Every year some 300,000 children and young people are the “invisible victims” of a broken criminal justice system and frustrated care organisations dedicated to protecting their welfare when a parent breaks the law and is sent to prison.

The initiative comes in the form of a proposed drama film series I’m Still Ethan which is believed to be the first of its kind.

Documentary films and acres of reports on damaged families of an imprisoned parent – especially the children – have not been embraced with adequate understanding of its social impact and lasting damage. Children’s lives wrecked through no fault of their own.

But drama is potentially a more compelling medium to reach people ‘who would rather shut their eyes and put their fingers in their ears’.

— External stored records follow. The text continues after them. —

PR #453, opened 2017-06-14
When apiEndpoint is not defined, work in offline mode (plus fix mixpanel init)

pcarranzav:
The logic to disable mixpanel initialization in offline mode was inverted :S causing mixpanel to *only* be initialized when in offline mode. This fixes it.

The supervisor uses an `API_ENDPOINT` environment variable to define what API to register to. Up to now this has been defaulted to `https://api.resin.io`.
(In Resin OS devices this environment variable ultimately comes from config.json).
This commit changes the behavior so that an empty value of that environment variable causes the supervisor to work in "offline mode", i.e. not connected to a remote server.
Basically only preloaded apps and the supervisor API work in this mode.

The config.json `supervisorOfflineMode` field still works for backwards compatibility, but we'll treat it as deprecated and it should be removed eventually.


src/utils.coffee
```diff
@@ -18,7 +18,7 @@ device = require './device'
 exports.supervisorVersion = require('./lib/supervisor-version')
 
 configJson = require('/boot/config.json')
-if Boolean(configJson.supervisorOfflineMode)
+if Boolean(config.apiEndpoint) and !Boolean(configJson.supervisorOfflineMode)
```
Page-: Would it make sense to move this `and` into the config.coffee file so we don't have to do the double check in every case and can instead use `if config.offlineMode`?

pcarranzav: The thing is the config.coffee file doesn't currently use config.json and I don't want to mix it up in this PR as it's gonna be messy. I'm working on a better fix (consolidate *all* configuration into a single module) but I want to get this in before (since we need it rather urgently).

Page-: Ok, because this is just asking for someone to mess up the check in the future, it really would be nice to have consolidation so the complexity can be kept in one place rather than spread around like this

PR #465, opened 2017-07-01
WIP: Consolidate config, split out api binding, add state inference

pcarranzav:
This is a big work in progress to refactor a bunch of things in the supervisor to prepare for a maintainable multicontainer implementation.
This PR will:
1) Consolidate all of the supervisor configuration into a single config module - making the use of config.json and the config db table transparent.
2) Avoid duplication of config values between config.json and the db - config.json will be used as a data store that is modified atomically.
3) Split out all interactions with the Resin API into an "API Binder" module.
4) Add "current state inference", i.e. get the current running containers and device config directly from docker and the OS, instead of keeping current state in the db
5) Add unit testing to as many modules as possible. Probably not with complete coverage, but this should considerably improve the supervisor's reliability and help avoid regressions.

If you comment on this PR, please keep in mind it's a work in progress and will be evolving a lot. I just wanted to PR for visibility (and Jenkins builds).


pcarranzav:
Closing this as the PR will go directly from the `multicontainer` branch.

Issue #466, opened 2017-07-03
Replace the edge device type with generic-amd64


josephroberts:
The edge device type is being deprecated and replaced with a generic family of device types as part of dependent devices V2.

pcarranzav:
Fixed in #467

PR #467, opened 2017-07-03
Replace edge device type with generic-amd64

josephroberts:
Change-type: major

Connects to #466 

This PR deprecates the `edge` device type by making `generic-amd64` the default. 

I have added an optional `device_type` parameter to the `provision` endpoint so that users can still provision an `edge` device type if they need to.

I have removed the `device_type` returned by the `get /v1/dependent-apps` endpoint as it was hard coded and the supervisor has no way of knowing that the device type actually is.

This work will be superseded by the next proxyvisor version currently being developed, with the aim of completely removing the need for the user to specify a `device_type`, instead this will come from the new `state` endpoint.


pcarranzav:
@resin-jenkins test this please

src/proxyvisor.coffee
```diff
@@ -42,10 +42,13 @@ router.get '/v1/devices', (req, res) ->
 		res.status(503).send(err?.message or err or 'Unknown error')
 
 router.post '/v1/devices', (req, res) ->
-	appId = req.body.appId
+	{ appId, device_type } = req.body
+
 	if !appId? or _.isNaN(parseInt(appId)) or parseInt(appId) <= 0
 		res.status(400).send('appId must be a positive integer')
 		return
+	device_type = 'generic-amd64' if _.isUndefined(device_type)
```
pcarranzav: nit: I think this would be better as:
```
device_type = 'generic-amd64' if !device_type?
```

pcarranzav:
@josephroberts I'm running a final autohat test and then I'll merge this

PR #468, opened 2017-07-04
Fix semver comparison for OS version when determining if the device has deviceApiKey support

pcarranzav:
The current setup would cause the check to always fail - the consequence is not *that* bad since
the provisioning key still gets overwritten, but it's better to delete it if we can.

Change-Type: patch


src/bootstrap.coffee
```diff
@@ -169,7 +169,7 @@ bootstrapOrRetry = ->
 
 hasDeviceApiKeySupport = (osVersion) ->
 	try
-		!/^Resin OS /.test(osVersion) or semver.gte(semverRegex.test(osVersion), '2.0.2')
+		!/^Resin OS /.test(osVersion) or semver.gte(semverRegex.exec(osVersion)[0], '2.0.2')
```
dfunckt: This looks fine but might be better to let semver parse the version, i.e. with something like:

```
version = osVersion.replace(/^Resin OS /, '')
return false if version is osVersion # not Resin OS
return semver.valid(version) and semver.gte(version, '2.0.2')
```

dfunckt: Hmm, unless `osVersion` is something like "Resin OS v2.3.4 (dev)" in which case ignore my comment completely.

pcarranzav: Thanks - indeed I have to consider the case when the version has other things appended

PR #473, opened 2017-07-12
Update nodejs to v6.11.1

pcarranzav:
Change-Type: patch

Requires new base images (ARCH-node:6.11.1-slim) to be built.
Not sure if adding the nodejs_6.11.1.bb file there will work, let's see what Jenkins says. We might wanna PR the bump into meta-nodejs anyways.


pcarranzav:
Okay, that didn't work (adding the nodejs_6.11.1.bb there doesn't catch).
I'll have to fork meta-nodejs for now (until we can get a PR into the official one) to add it unless @agherzan knows a better way to do this.

pcarranzav:
Okay, so it looks like the hashseed vuln doesn't affect meta-nodejs builds since they're built without snapshot. I'll leave this open until 6.11.1 makes it into meta-nodejs upstream as it's still nice to have, but I won't merge with meta-nodejs from resin-playground.

pcarranzav:
Closing this as the build process has changed so this would need a big refactor in the rebase.
And we'll wait for https://github.com/imyller/meta-nodejs/pull/75 to update to node 8 directly.

Issue #1293, opened 2020-05-05
Dbus error when updating while openvpn-resin.service is not available on host


20k-ultra:
**UPDATE**: I have been able to create reproducible steps to get this state to occur as well as I have defined a scope of what's impacted and how it's resolved until the device gets back into the same state. I've yet to figure out what the problem actually is though and what service is responsible but one thing for certain is that it has so far only happened on Supervisor v11.2.0 regardless of balenaOS and where it was provisioned from (production or BoB).

**environment:**
 Supervisor v11.2.0
 balenaOS 2020.04.0 (from production) and balenaOS 2.47.0+rev1 (from BoB)

**Steps to reproduce:**
Provision a device then SSH to it and run `update-resin-supervisor -t v11.2.0` then do the following:

-  reboot the device either by SSHing to it or via API call
OR
- shutting down the device by SSHing to it or via API call then turning it back on

**How to verify you're in the broken state:**

1. SSH to the machine and observe docker container logs from supervisor. You will see the error message related to Dbus 
2. You can also use one of the endpoints that appear to be affected listed below

Examples of logs:

```sh
[error]   Error on POST /v2/applications/1/purge:  Error: Unit openvpn-resin.service not loaded.
[error]         at new DBusError (/usr/src/app/node_modules/dbus/lib/error.js:9:9)
[error]       at createError (/usr/src/app/node_modules/dbus/lib/bus.js:243:9)

[error]   Scheduling another update attempt in 64000ms due to failure:  Error: Unit openvpn-resin.service not loaded.
[error]         at new DBusError (/usr/src/app/node_modules/dbus/lib/error.js:9:9)
[error]       at createError (/usr/src/app/node_modules/dbus/lib/bus.js:243:9)

[error]   Device state apply error Error: Unit openvpn-resin.service not loaded.
[error]         at new DBusError (/usr/src/app/node_modules/dbus/lib/error.js:9:9)
[error]       at createError (/usr/src/app/node_modules/dbus/lib/bus.js:243:9)
```

**Effects of issue:**

Some endpoints are affected and others aren't. The affected endpoints will throw an exception with the dbus error and respond with a 503.

**Affected areas:**

From the example logs above we can see Device state apply functionality and update scheduler is throwing the Dbus exception.

The following endpoints will error with 503 and log the Dbus exception.

- [POST /v1/purge](https://www.balena.io/docs/reference/supervisor/supervisor-api/#post-v1purge) 
[...]

PR #1303, opened 2020-05-06
Don't use the openvpn alias to check VPN status

CameronDiver:
This still maintains compatibility with post-MC balenaOS versions, as all of those versions used `openvpn` as the service name proper. 

Closes: #1293
Change-type: patch


CameronDiver:
It was your catch @xginn8 ;)

PR #1311, opened 2020-05-08
Add device VPN information endpoint

### LINKED ISSUE #1068: User would like to use the supervisor API to check if device connected to VPN
Looking at the existing supervisor API responses, I cannot see any that would be able to tell the user if the device is connected to the VPN or not. Am I missing something and it's possible?

Or if not possible, would that answer fit one of the existing endpoints to add to the response / or figure out a new endpoint that could be used for this?

20k-ultra:
This PR provides a new V2 HTTP endpoint that allows querying the device for VPN information. Currently the only information provided back is if the VPN is connected but I tried to make it extendable so we can add more information.

In this PR I also created a lot of ground work for easily creating further test suites against the device API. I try very hard to use the standard lib as much as possible so me adding the new dependency was a decision I took very seriously but the benefits are great if we are to have extensive testing for the HTTP API.

The appropriate docs have also been updated to include this new endpoint.

Closes #1068


20k-ultra:
Thoughts on adding `enabled: boolean` to the `vpnInfo` interface ?

https://github.com/balena-io/balena-supervisor/blob/2fec4a3104b9400c94f5241de6b7476e941d59a9/src/device-api/v2.ts#L463-L465

 I saw this code that I could use to get that info and I think would be very useful since `connected: boolean` could always be false if it's not enabled.

https://github.com/balena-io/balena-supervisor/blob/d21366aa51a833ac88f20280627e57bf8c5745fa/src/device-config.ts#L574-L584

src/device-api/v2.ts
```diff
@@ -459,6 +458,22 @@ export function createV2Api(router: Router, applications: ApplicationManager) {
 		}
 	});
 
+	router.get('/v2/device/vpn', async (_req, res) => {
+		// TODO: move all response interfaces to single location
+		interface VPNInfo {
```
CameronDiver, line 463: There's no real need to define this interface if it's only used here; typescript will infer it well enough (unless you want to add to it later in the function).

test/21-supervisor-api.spec.ts
```diff
@@ -1,68 +1,115 @@
...
 		});
+	});
 
-		beforeEach(async () => {
-			api = new SupervisorAPI({
-				config: mockedConfig,
-				eventTracker: new EventTracker(),
-				routers: [],
-				healthchecks: [],
+	describe('V1 endpoints', () => {
```
CameronDiver, line 61:
```suggestion
	describe.skip('V1 endpoints', () => {
```

src/device-api/v2.ts
20k-ultra: I added it to indicate I was planning for it to be extended in the future but can remove for now.

CameronDiver: Ideally we'd skip this kind of premature scaffolding, a lot of the time these can very easily be added when the time comes.

CameronDiver:
@20k-ultra Adding the enabled flag is fine for me.

src/device-api/v2.ts
20k-ultra: ok sounds good

test/21-supervisor-api.spec.ts
20k-ultra: will push in new commit

Issue #1310, opened 2020-05-08
Allow users to configure the retention limit on persistent logs for OS versions where persistent logs are on the data partition


dt-rush:
Ever since, in `meta-balena`, the commit

```
commit f69ff379ffac39dffcc126ac374b50533dcdef31
Author: Will Boyce <me@willboyce.com>
Date:   Fri Oct 25 12:10:46 2019 +0200

    resin-mounts: Move persistent logs from state to data partition
    
    Connects-to: #1646
    Change-type: minor
    Changelog-entry: Move persistent logs from state to data partition
    Signed-off-by: Will Boyce <will@balena.io>
```

(which went into `v2.45.0` of the OS), we have had the possibility of users configuring `RuntimeMaxUse=` in `/etc/systemd/journald.conf` to be much larger than the default (32M or 64M, depending on OS version). However, this can only be done by hand at present; as well, this file is on the root partition and will be gone with host OS update swapping in the default file as cooked by yocto into the OS image, each time.

It should be possible to have the supervisor detect a variable and apply it to this file via sed, should the user configure their own desired persistent logging retention limit.

PR #1312, opened 2020-05-09
allow customizing persistent logs retention size by var

dt-rush:
Change-type: minor
Connects-to: #1310
Signed-off-by: dt-rush <nickp@balena.io>


dt-rush:
NOTE: this currently fails since although it doesn't appear so at first glance, `/etc/systemd/journald.conf` is on a readonly FS.

src/lib/journald.ts
```diff
@@ -45,3 +45,11 @@ export function spawnJournalctl(opts: {
 
 	return journald;
 }
+
+export function setJournalRotationSize(size: string)  => {
+	execSync('sed', [
```
CameronDiver, line 50: Why use `sed`? It would be better to use typescript, rather than assuming people are happy with sed.

dt-rush: Just re-pushed with a simple `readFileSync/writeFileSync`

(however the filesystem itself being ro is a problem still)

dt-rush:
Ah, found out why: 

```
none / aufs ro,relatime,si=61e6a321e8f41828,dio,dirperm1 0 0
```

and the filesystem for `/etc/systemd/` is of course `none /`. 

There are however many other `/etc/` files/dirs which are mounted rw from state, I believe we should be able to add `journald.conf` to these:

```
root@264815e:/etc/systemd# cat /proc/mounts | grep etc
/dev/disk/by-label/resin-state /etc/machine-id ext4 rw,relatime 0 0
/dev/disk/by-label/resin-state /etc/openvpn ext4 rw,relatime 0 0
/dev/disk/by-label/resin-state /etc/docker ext4 rw,relatime 0 0
/dev/disk/by-label/resin-state /etc/resin-supervisor ext4 rw,relatime 0 0
/dev/disk/by-label/resin-state /etc/udev/rules.d ext4 rw,relatime 0 0
/dev/disk/by-label/resin-state /etc/ssh/hostkeys ext4 rw,relatime 0 0
/dev/disk/by-label/resin-state /etc/hostname ext4 rw,relatime 0 0
/dev/disk/by-label/resin-state /etc/NetworkManager/conf.d ext4 rw,relatime 0 0
/dev/disk/by-label/resin-state /etc/NetworkManager/system-connections ext4 rw,relatime 0 0
```

What say ye, @CameronDiver ?

CameronDiver:
@dt-rush we should 100% be using `async` functions, there's no reason here to use `*Sync`. Adding a requirement on the host OS to mount this like so makes me uncomfortable, as we work very hard to avoid these kind of requirements and keep the compatibility range wide. If there's another way to do this that would be much preferred (perhaps this is best taken to an arch call?) otherwise we would have to version gate this feature within the supervisor, with correct messaging for a better UX.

The series was written and produced by actors/film-makers Phoebe Lorenz – raised in Barnard Castle – and Amelia O’Loughlin. Both have key roles in the film which also stars North Tyneside’s actor/comedian Dave Johns who shone in The Fisherman’s Friends movie and won a BIFA award for his starring role in I, Daniel Blake. It also marks the debut of 11-year-old Louie Collibee as Ethan whose father is jailed.

Amanda Lacey, CEO of North East-based charity Nepacs said: “We are delighted that this subject is being brought to the forefront through I’m Still Ethan in such a way that will encourage people to sit up and listen.”

The short was largely filmed in the Teesdale town, which is also home to HMP Deerbolt, a prison for males aged 18-24. Growing up with a prison so close by and then opposite her drama school, inspired Phoebe. She and Amelia crowdfunded the cash to launch this project – with particular help from individuals in the town’s celebrated Castle Players – and now hope growing acknowledgement of Ethan’s nationwide social value will attract regional and national funding for producing the six-part series aimed at UK TV audiences.

Phoebe said: “The North East is the region with the biggest hearts and we hope it will support this initiative in every possible way – including financial backing – to help all the children and young people whose futures are in jeopardy because of lack of community understanding.

“It’s a hidden crisis that has been widely ignored by the media and society and we are thoroughly looking forward to giving this story the justice it deserves.”

Amelia added: “It’s a national story and that’s why we are firm believers in working with brilliant regional creatives and talent all over the country who are committed to bringing this important film to a new audience.”

Dave Johns said: “It’s about time this issue is put on the map and film is a great way to do that as it’s so accessible and relatable.”

The trailer for I’m Still Ethan is available to view on Vimeo or Youtube. The Film is currently being circulated to festivals worldwide.